EXERCISE REQUIREMENTS: Scan the records and identify every line in which the string "printVerses" occurs, then return those lines.

DATA:
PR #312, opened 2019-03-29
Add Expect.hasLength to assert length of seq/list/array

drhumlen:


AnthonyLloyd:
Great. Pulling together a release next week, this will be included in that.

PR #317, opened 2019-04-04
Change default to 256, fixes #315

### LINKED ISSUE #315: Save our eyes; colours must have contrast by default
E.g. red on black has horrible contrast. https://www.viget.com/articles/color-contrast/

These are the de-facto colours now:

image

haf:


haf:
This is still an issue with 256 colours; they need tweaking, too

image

...

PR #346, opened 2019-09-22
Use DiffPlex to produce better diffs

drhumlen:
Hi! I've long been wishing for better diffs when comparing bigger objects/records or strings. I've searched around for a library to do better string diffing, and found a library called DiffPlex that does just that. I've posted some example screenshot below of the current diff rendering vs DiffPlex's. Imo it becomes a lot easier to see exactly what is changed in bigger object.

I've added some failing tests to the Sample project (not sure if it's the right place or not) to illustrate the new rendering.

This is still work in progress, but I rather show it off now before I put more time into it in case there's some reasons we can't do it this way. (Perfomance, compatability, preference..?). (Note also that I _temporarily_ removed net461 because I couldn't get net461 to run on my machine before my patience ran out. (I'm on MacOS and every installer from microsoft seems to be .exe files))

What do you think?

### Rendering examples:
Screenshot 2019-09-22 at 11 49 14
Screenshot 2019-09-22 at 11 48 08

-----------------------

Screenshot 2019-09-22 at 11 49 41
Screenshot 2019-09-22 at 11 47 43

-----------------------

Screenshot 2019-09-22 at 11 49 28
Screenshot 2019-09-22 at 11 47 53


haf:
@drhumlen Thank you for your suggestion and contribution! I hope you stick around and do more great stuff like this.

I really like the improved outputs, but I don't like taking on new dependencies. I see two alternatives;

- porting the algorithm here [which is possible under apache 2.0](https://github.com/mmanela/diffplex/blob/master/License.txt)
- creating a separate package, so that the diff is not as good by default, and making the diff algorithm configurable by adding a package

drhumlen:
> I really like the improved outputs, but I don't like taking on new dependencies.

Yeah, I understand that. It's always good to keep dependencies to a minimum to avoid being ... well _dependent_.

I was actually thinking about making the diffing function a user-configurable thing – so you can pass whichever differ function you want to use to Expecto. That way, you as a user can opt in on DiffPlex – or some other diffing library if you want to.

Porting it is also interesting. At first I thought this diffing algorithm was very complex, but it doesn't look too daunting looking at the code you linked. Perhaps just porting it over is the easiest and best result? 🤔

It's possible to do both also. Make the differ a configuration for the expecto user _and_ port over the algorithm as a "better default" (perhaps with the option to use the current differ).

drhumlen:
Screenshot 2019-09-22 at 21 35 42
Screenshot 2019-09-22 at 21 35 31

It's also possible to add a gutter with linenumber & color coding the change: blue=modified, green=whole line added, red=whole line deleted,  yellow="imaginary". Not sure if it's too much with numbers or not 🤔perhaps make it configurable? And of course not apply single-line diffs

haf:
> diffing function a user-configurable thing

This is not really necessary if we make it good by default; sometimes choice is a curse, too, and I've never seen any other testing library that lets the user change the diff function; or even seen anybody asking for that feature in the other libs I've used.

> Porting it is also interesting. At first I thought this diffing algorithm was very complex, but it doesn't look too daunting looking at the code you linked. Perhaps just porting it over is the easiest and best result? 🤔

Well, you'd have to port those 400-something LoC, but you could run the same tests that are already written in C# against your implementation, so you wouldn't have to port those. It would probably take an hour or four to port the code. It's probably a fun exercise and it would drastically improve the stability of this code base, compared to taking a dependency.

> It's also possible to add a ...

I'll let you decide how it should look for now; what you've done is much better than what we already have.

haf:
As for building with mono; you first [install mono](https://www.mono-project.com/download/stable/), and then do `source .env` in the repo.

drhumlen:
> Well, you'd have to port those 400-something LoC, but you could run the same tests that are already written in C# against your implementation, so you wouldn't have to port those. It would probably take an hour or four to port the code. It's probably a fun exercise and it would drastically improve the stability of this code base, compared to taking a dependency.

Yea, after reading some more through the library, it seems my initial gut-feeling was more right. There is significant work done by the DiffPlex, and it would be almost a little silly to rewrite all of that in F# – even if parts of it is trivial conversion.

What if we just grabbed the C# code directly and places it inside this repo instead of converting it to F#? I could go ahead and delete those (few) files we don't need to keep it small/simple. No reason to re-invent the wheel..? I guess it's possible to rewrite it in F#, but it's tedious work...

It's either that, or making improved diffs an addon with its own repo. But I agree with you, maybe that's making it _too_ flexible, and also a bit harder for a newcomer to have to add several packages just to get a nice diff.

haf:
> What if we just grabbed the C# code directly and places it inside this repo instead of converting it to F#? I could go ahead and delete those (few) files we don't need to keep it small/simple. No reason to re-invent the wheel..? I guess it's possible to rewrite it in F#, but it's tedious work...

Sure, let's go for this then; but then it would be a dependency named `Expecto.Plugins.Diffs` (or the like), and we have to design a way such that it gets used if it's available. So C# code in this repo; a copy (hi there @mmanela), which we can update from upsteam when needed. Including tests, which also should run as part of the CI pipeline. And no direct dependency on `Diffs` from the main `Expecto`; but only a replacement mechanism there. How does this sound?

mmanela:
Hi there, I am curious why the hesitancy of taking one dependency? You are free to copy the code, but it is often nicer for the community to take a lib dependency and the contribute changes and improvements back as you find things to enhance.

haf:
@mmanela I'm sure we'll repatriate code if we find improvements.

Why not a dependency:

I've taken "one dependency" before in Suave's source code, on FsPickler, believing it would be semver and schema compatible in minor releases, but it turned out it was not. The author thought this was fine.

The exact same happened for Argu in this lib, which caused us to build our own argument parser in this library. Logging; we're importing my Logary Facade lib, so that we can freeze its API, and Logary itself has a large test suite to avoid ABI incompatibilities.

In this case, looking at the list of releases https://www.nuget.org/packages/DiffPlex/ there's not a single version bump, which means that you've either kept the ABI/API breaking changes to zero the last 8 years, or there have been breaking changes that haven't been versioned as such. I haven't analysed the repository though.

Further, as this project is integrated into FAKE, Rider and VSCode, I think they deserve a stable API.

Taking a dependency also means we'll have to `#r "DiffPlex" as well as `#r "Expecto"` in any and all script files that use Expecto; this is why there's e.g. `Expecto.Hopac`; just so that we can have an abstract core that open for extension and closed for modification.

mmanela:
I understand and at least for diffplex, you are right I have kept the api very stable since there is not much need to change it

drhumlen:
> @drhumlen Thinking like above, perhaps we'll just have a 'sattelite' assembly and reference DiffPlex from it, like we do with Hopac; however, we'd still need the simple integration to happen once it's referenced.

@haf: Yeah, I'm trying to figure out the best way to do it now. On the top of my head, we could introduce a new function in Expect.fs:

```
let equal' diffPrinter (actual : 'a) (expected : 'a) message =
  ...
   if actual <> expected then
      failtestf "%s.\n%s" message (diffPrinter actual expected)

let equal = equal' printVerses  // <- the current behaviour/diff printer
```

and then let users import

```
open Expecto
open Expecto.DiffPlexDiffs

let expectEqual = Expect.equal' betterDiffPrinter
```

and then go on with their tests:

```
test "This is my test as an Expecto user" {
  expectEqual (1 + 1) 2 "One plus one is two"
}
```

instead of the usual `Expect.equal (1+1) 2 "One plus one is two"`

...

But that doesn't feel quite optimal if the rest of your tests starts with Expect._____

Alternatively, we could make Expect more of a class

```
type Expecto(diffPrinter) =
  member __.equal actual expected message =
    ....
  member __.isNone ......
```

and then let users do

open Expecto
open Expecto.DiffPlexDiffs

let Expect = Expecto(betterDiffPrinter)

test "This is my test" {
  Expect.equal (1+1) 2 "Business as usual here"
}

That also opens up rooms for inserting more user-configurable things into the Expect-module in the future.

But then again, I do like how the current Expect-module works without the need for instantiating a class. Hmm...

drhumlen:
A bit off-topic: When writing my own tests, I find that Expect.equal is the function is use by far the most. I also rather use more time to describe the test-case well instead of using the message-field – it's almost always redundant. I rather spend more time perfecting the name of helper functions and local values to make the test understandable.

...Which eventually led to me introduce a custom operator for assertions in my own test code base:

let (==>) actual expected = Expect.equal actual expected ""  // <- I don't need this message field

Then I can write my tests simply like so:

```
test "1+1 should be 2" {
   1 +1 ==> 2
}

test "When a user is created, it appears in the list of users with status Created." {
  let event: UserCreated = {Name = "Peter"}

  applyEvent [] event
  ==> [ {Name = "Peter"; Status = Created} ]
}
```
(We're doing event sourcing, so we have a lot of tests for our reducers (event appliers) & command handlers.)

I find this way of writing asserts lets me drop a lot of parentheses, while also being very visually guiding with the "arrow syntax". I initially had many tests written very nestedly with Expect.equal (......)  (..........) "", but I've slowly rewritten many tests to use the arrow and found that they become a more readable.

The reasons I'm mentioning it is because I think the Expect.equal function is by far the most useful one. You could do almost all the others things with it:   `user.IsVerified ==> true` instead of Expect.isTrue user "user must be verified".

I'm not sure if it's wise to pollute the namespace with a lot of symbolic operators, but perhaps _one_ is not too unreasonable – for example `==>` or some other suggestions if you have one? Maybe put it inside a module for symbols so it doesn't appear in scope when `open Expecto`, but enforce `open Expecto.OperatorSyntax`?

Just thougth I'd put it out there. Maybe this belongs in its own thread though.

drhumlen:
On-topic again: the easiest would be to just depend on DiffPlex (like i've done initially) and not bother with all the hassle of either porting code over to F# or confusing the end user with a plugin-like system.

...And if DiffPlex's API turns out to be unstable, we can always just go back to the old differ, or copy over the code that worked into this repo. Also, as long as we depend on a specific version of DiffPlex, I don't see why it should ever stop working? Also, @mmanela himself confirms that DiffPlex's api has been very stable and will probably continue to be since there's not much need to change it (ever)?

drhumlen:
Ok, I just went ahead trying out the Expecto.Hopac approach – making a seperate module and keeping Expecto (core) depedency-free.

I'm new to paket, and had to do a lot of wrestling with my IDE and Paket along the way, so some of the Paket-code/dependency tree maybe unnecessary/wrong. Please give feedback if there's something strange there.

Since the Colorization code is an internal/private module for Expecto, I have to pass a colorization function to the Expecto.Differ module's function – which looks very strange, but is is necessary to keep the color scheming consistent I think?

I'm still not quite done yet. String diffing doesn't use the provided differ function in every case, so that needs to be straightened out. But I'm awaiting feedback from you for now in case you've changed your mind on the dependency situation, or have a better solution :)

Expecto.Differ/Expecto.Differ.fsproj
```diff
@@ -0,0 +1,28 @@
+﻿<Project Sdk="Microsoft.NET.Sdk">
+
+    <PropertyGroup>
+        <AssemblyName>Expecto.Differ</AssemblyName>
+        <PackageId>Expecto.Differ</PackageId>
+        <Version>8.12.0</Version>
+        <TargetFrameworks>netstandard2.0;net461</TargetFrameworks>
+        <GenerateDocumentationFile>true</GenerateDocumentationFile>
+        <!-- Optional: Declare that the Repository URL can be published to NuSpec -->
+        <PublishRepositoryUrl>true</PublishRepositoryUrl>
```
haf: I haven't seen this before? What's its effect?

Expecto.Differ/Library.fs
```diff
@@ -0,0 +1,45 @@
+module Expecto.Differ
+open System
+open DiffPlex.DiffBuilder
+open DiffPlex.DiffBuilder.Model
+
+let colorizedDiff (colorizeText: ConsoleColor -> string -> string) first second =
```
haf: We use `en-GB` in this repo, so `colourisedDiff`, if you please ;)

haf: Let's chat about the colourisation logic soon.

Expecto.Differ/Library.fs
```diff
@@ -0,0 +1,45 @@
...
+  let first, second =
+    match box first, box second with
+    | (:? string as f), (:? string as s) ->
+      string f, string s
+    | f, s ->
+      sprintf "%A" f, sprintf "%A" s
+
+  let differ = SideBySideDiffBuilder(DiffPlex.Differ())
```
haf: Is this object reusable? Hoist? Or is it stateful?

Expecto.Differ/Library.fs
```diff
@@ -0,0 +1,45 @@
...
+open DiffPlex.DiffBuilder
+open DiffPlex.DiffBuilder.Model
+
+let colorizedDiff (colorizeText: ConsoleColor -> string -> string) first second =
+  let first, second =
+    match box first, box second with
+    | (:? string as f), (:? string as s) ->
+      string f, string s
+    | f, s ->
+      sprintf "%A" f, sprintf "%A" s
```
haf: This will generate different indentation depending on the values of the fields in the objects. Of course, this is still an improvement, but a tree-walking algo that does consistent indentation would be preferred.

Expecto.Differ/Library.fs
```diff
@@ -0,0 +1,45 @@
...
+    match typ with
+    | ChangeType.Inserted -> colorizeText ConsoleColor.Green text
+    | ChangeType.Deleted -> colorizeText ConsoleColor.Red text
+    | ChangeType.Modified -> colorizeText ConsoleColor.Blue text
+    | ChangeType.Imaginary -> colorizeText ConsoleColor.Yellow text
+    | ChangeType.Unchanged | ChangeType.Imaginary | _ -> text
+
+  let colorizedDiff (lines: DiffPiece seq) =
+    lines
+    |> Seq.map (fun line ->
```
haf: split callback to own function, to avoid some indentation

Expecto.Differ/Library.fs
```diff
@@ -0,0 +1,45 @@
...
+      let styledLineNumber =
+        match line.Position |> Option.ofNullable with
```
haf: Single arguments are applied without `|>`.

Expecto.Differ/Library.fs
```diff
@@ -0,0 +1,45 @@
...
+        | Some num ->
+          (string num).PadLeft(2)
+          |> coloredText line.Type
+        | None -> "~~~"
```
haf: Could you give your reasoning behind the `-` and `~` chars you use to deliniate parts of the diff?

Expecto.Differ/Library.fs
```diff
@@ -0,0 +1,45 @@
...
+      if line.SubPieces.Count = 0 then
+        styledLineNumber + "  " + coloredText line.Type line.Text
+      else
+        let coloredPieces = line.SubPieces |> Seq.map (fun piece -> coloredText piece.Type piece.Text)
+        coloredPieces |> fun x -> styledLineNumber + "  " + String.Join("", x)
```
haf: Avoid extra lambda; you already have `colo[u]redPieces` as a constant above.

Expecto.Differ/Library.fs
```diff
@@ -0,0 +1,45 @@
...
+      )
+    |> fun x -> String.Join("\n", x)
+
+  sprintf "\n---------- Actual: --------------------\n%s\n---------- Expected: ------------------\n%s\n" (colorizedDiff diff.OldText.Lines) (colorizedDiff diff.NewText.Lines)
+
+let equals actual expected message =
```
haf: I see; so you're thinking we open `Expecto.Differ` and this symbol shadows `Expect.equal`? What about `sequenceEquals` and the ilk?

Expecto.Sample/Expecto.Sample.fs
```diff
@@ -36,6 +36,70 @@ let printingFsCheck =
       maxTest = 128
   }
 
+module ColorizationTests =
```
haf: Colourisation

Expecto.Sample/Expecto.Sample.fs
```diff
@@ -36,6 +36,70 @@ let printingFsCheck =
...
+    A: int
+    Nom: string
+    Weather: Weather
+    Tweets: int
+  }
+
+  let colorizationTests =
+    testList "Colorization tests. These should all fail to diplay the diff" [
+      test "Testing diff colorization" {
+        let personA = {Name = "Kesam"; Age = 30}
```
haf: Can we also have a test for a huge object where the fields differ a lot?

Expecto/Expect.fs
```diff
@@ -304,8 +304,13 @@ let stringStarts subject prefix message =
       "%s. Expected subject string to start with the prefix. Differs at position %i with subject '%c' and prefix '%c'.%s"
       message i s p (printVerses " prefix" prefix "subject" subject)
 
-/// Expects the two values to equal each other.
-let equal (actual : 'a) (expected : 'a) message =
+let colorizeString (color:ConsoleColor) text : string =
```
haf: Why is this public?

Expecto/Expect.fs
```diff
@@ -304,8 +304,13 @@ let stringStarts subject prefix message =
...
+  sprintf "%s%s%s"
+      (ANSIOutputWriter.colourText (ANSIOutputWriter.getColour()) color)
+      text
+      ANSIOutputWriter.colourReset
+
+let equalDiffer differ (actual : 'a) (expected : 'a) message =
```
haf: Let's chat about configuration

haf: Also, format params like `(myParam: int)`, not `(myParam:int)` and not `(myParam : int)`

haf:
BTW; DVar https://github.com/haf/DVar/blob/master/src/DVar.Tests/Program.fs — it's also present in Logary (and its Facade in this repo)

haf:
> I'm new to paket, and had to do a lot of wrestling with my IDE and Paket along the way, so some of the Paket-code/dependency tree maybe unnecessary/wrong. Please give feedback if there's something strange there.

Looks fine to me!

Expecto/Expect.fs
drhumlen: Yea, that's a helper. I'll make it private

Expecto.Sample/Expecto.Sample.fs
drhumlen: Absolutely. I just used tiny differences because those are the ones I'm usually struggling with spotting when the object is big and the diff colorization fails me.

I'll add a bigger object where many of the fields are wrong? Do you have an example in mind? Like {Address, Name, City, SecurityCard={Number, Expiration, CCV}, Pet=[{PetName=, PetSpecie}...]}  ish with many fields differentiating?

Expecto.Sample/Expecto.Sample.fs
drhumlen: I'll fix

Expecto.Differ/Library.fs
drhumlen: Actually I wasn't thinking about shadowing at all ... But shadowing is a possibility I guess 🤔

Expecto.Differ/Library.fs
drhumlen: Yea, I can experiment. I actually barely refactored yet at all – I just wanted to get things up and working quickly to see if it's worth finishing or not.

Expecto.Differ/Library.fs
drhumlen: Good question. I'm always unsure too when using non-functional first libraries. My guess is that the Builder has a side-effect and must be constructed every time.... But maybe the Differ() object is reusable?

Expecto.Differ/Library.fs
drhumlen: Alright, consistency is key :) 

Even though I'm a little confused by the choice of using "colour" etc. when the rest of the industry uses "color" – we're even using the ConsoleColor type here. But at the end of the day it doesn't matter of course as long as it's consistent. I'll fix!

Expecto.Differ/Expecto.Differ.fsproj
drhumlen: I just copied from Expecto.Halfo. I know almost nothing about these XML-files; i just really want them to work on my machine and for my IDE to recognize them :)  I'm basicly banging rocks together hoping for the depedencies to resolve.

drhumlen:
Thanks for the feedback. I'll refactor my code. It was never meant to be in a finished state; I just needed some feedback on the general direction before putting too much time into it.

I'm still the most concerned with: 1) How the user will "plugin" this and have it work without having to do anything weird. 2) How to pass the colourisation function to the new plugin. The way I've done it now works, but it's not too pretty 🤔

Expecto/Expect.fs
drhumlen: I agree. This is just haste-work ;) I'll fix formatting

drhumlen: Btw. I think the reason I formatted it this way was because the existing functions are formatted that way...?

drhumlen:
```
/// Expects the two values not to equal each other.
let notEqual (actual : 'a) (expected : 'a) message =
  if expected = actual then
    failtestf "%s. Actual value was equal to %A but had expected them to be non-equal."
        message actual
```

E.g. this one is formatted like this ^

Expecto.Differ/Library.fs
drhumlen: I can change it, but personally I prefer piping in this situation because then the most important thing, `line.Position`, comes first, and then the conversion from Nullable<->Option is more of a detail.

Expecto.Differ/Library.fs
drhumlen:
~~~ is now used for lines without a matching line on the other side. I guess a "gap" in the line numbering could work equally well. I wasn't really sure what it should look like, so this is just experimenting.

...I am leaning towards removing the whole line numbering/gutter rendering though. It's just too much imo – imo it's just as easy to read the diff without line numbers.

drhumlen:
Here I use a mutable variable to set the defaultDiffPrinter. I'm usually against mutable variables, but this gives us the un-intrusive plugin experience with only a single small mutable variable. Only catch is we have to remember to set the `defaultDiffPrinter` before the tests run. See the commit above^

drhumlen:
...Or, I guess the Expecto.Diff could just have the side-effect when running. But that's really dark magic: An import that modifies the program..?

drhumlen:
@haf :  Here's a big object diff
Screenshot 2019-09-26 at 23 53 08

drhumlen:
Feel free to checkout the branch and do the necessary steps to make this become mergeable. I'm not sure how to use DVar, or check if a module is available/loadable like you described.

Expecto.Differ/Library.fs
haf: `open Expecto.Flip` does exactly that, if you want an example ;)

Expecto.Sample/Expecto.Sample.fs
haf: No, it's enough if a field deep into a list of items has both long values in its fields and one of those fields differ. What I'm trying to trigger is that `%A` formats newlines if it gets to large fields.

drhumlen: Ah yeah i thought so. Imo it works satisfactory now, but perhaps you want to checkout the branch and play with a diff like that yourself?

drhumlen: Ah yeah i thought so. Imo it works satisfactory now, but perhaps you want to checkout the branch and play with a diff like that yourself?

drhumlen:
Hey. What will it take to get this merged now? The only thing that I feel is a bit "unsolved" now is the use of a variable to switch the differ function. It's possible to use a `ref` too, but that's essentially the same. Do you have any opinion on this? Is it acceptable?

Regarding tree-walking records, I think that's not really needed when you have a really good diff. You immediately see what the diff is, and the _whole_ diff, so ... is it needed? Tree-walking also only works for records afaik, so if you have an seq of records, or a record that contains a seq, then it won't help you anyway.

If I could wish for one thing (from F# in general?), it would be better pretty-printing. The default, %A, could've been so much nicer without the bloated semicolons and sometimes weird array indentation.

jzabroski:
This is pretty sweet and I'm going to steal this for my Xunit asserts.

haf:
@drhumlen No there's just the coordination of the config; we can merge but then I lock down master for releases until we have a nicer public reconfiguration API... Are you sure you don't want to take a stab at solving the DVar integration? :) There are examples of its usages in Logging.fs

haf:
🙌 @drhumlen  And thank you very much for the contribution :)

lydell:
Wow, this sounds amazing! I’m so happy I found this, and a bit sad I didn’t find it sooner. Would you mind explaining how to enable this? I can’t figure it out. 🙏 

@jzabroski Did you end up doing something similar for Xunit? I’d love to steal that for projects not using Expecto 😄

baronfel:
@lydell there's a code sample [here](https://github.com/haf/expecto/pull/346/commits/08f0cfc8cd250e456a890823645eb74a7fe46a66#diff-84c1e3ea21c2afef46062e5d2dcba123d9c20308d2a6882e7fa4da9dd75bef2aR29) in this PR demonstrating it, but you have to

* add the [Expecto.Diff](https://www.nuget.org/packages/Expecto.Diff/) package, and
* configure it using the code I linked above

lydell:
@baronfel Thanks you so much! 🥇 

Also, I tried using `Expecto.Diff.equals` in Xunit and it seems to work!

RESPONSE FOR THIS EXERCISE:
let equal = equal' printVerses  // <- the current behaviour/diff printer
       message i s p (printVerses " prefix" prefix "subject" subject)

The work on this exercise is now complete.